Carter also established an Economic Revitalization Board -- bringing together leaders from business, labor and government -- to seek a consensus on industrial policy issues.
(Republican presidential candidate Ronald Reagan proposed business tax cuts totaling $35 billion over three years compared with $52 billion in total business cuts for the same period in the Carter proposal.)
Advocates of a full-fledged "industrial policy" were disappointed to various degrees with the administration plan, in part because it doesn't attempt to single out "winners" -- rising, high-potential firms or other crucial industries -- for special government attention.
After months of internal debate, the administration could not agree on how far to go in this direction, particularly when money for a new industrial policy had to be scrounged from what the administration considers a no-frills federal budget.
In addition to its costs, an industrial policy also confronts the government with hard political choices.
"When an obsolete, low-productivity New England shoe factory shuts down and a new silicon chip factory opens in California, individuals and communities are going to be hurt," said Thurow at a hearing on industrial policy this month.
"The correct public response, however, is not to protect the domestic shoe market from foreign competition but to help individuals and capital flow in the new growth area. America is one country. In the long run, no one is hurt if the population in California is slightly larger and the population of New England is slightly smaller," Thurow said.
California congressmen might agree; those from Masachusetts probably wouldn't. Facing this dilemma, the administration plan concedes that with accelerating automation and shrinkage of some basic industries such as autos and steel, jobs of many thousands of industrial workers are gone for good.
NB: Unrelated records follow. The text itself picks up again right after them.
Issue #481, opened 2025-01-28
Error Handling Tracker


mmtftr:
### Proposal Description

We have problems with error handling. This issue is a tracker that includes sub-issues that aim to improve error handling and visibility across the codebase.

Some overarching concerns:
- We use `unwrap()`s for Error's that can happen in all likelihood.
  - Solution: we should only be using panicking error handler functions when we are sure that the error has no chance of happening. Eg. casting a Sha256 hash to `[u8; 32]`
- We only have one error type, and it's way too cluttered. It's also not used properly everywhere.
  - Solution: separate the Error types into subtypes that we can easily compose using `thiserror`'s `#[from]` attribute.
- We don't utilize `source`/`backtrace` features of `std::error`.
  - Solution: we should look into using libraries like `eyre` to build up error reports.
- We don't separate user errors from internal errors clearly, which can become a downstream problem for end users of the binaries.
  - Solution (#304): separate errors into Internal errors and user errors
  - Solution (extra): aid the user in solving the issues when it's a user error, generate an error debugging report when it's an internal error.

ozankaymak:
https://docs.rs/eyre/latest/eyre/

PR #625, opened 2025-03-18
refactor(error): replace #[from] variants with wrap_err

### LINKED ISSUE #624: Separate BridgeError into module errors
### Issue Description

This issue is to separate BridgeErrors into modules (although in the process, eyre::Report migration will also be partially done to avoid extra work in the future)

### Tasks

Parts of the task:
- [ ] Remove #from variants
- [ ] Move relevant variants into the module as a module-only error that is then returned inside an eyre::Report.

### Deadline of the Issue

-

mmtftr:
# Description

Modules should have independent error types that are composed with `eyre::Report`. BridgeError will be split into their respective modules' error types.

#### Tentative
BridgeError will have a variant for all errors and will be included inside eyre::Report's

## Linked Issues

- Closes #624
- Related to #481

## Docs

> TODO
Docs will be updated in the errors module. We include module docs for the general error handling paradigms (eyre, composition, conversion, wrap_err, module-specific errors), and each module's error type should include docs on the possible errors.

### DIFF
--- a/core/src/bitcoin_syncer.rs
+++ b/core/src/bitcoin_syncer.rs
@@ -3,6 +3,7 @@
 //! This module provides common utilities to fetch Bitcoin state. Other modules
 //! can use this module to operate over Bitcoin.
 
+use eyre::Context;
 use crate::{
     config::protocol::ProtocolParamset,
     database::{Database, DatabaseTransaction},
@@ -42,8 +43,8 @@ async fn fetch_block_info_from_height(
     rpc: &ExtendedRpc,
     height: u32,
 ) -> Result<BlockInfo, BridgeError> {
-    let hash = rpc.client.get_block_hash(height as u64).await?;
-    let header = rpc.client.get_block_header(&hash).await?;
+    let hash = rpc.client.get_block_hash(height as u64).await.wrap_err("Failed to get block hash")?;
+    let header = rpc.client.get_block_header(&hash).await.wrap_err("Failed to get block header")?;
 
     Ok(BlockInfo {
         hash,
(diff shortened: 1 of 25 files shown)


core/src/bitcoin_syncer.rs
```diff
@@ -42,8 +43,16 @@ async fn fetch_block_info_from_height(
     rpc: &ExtendedRpc,
     height: u32,
 ) -> Result<BlockInfo, BridgeError> {
-    let hash = rpc.client.get_block_hash(height as u64).await?;
-    let header = rpc.client.get_block_header(&hash).await?;
+    let hash = rpc
+        .client
+        .get_block_hash(height as u64)
+        .await
+        .wrap_err("Failed to get block hash")?;
```
ceyhunsen, line 50: Can't we replicate previous behavior? It is nicer to define an auto conversion (to a default message) for the common errors, instead of writing an error message for every single one like this one.

mmtftr: the previous setup did not always have specific errors like this. it'd have said "RPC error" instead of "Failed to get block hash".

We can automate this using custom error types in our own code with `thiserror::Error`'s Display impl but I don't think it's generally worth the effort. This also becomes self-documenting code (here, it's trivial when reading, but sometimes error messages in the code also explain the failure modes of the function).

It also enables us to search by error when we get an error in production. We may not have an exact backtrace in production so it'll be good to be able to search across the codebase for a unique error message. We can avoid `wrap_err` by returning eyre::Report (which will auto-convert) but I'd rather have the `wrap_err`s whenever possible.

mmtftr:
There are still BridgeError::Error's to migrate but I'm leaving those to another PR as this PR is getting too big. Ready for review (if CI passes)

core/src/bitcoin_syncer.rs
mmtftr: I've included instructions on how we'll be wrapping types with messages using `into_eyre` which also includes the extra messages we've written in the BridgeError variants.

ceyhunsen (approved):
Thanks for your efforts, mega PR

Issue #613, opened 2025-03-14
Close state manager for some tests


atacann:
State manager can break some tests like flow tests (Ex. state mngr auto sends challenge tx on happy_path_1 test). Write a way (rpc call -> backgroundmngr oneshot close channel?) to close the state managers then close them on relevant tests.

Alternatively change verifier, operator::new, create_actors etc so that we can choose what tasks(tx_sender, state machine, etc.) to start. This is probably better.

atacann:
Done with #630

PR #630, opened 2025-03-19
[Test] Citrea mock in-memory storage + State Machine killswitch

mmtftr:
# Description

- Implemented global in-memory storage for citrea in place of db usage.
- Removed the unused suffix argument for the test config util
- Implemented the option to switch off State Machines for certain tests https://github.com/chainwayxyz/clementine/issues/613


core/src/test/common/test_utils.rs
```diff
@@ -252,6 +252,7 @@ pub async fn create_test_config_with_thread_name(suffix: Option<&str>) -> Bridge
         };
 
     config.db_name = handle.to_string();
+    config.citrea_rpc_url = handle.to_string();
```
ceyhunsen, line 255: this is no no: should not include suffix. because all the servers need to access the same citrea server

ceyhunsen (changes requested):

core/src/test/common/test_utils.rs
mmtftr: the suffix is never used, I might as well remove it in this PR

ekrembal (approved):

core/src/config/mod.rs
```diff
@@ -20,6 +20,19 @@ use std::{fs::File, io::Read, path::PathBuf};
 
 pub mod protocol;
 
+#[derive(Debug, Clone, Serialize, Deserialize)]
+pub struct TestParams {
+    pub should_run_state_manager: bool,
```
ceyhunsen, line 25: We should move things like `all_verifiers_secret_keys` here too in a different pr, great stuff.

ceyhunsen (approved):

The plan begins a new training program to help these industrial workers find new careers in new communities, but only $1 million was provided for this fiscal year.
Eztioni and Thurow agreed that to match the industrial innovation of Japan's industrial surge was based on heavy investments in modern plants at the expense of consumer spending, and the United States will have to go farther in that direction to get the same results, they said.